In this way, once blue light is undetectable by EL222, the formation of EL222 dimers is terminated and the RNAP is allowed to bind back to the -35 to -10 region of the luxI promoter. This thereby activates the expression of CAS9 and its sgRNA sequence (sgRNA-A1, sgRNA-A2, and sgRNA-R). The gene editing processes takes place after that, disrupting two of the most crucial parts of the bacterial cell’s metabolic pathways, energy and protein production, which eventually cause the death of bacteria.

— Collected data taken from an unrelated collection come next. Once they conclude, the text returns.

PR #1201, opened 2020-10-19
Install scikits in coverage tox

brosaplanella:
# Description

Install `scikits.odes` when running `tox -e coverage`.

Before merging it would be good that coverage installs all the dependencies required though.

### DIFF
--- a/tox.ini
+++ b/tox.ini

By integrating this blue light suicide system into our engineering bacteria, precautions against potential leakage risks are established. Our engineering E. coli will not be able to survive in the external environment for more than a day, as when the night falls, it is forced to “commit suicide”. The detailed designs and procedures are illustrated in the figure below.


Fig.10 Off State occurred when blue light is absorbed by EL222. CAS9 is deactivated.
The blue light suicide system is not complete and thus the engineering E. coli lives.

Fig.11 On State occurred when it is dark and no blue light is detected by EL222. RNAP is able to bind and express CAS9 so to activate their gene editing function.
The blue light suicide system is completed and thus the engineering E. coli dies.